PROMPT
In the material below, some lines carry "allow". Copy each such line.

*** Opening of MATERIAL PROVIDED ***

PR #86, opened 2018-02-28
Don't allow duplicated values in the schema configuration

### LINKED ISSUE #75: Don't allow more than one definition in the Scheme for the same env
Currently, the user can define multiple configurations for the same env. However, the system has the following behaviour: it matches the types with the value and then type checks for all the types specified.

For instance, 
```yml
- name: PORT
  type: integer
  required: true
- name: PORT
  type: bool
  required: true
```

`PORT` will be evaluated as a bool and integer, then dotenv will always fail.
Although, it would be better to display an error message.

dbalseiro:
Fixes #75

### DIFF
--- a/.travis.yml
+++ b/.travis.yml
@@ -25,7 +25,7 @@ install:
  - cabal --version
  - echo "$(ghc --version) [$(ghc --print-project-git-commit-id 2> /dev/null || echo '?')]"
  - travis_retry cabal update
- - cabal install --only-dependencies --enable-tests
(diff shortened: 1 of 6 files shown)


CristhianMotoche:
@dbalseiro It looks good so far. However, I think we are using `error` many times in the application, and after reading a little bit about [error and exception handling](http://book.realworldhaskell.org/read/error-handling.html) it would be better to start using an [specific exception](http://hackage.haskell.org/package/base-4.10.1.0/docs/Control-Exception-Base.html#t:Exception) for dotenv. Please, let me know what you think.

*** Close of MATERIAL PROVIDED ***

SOLUTION FOR THIS PROBLEM
Don't allow duplicated values in the schema configuration
### LINKED ISSUE #75: Don't allow more than one definition in the Scheme for the same env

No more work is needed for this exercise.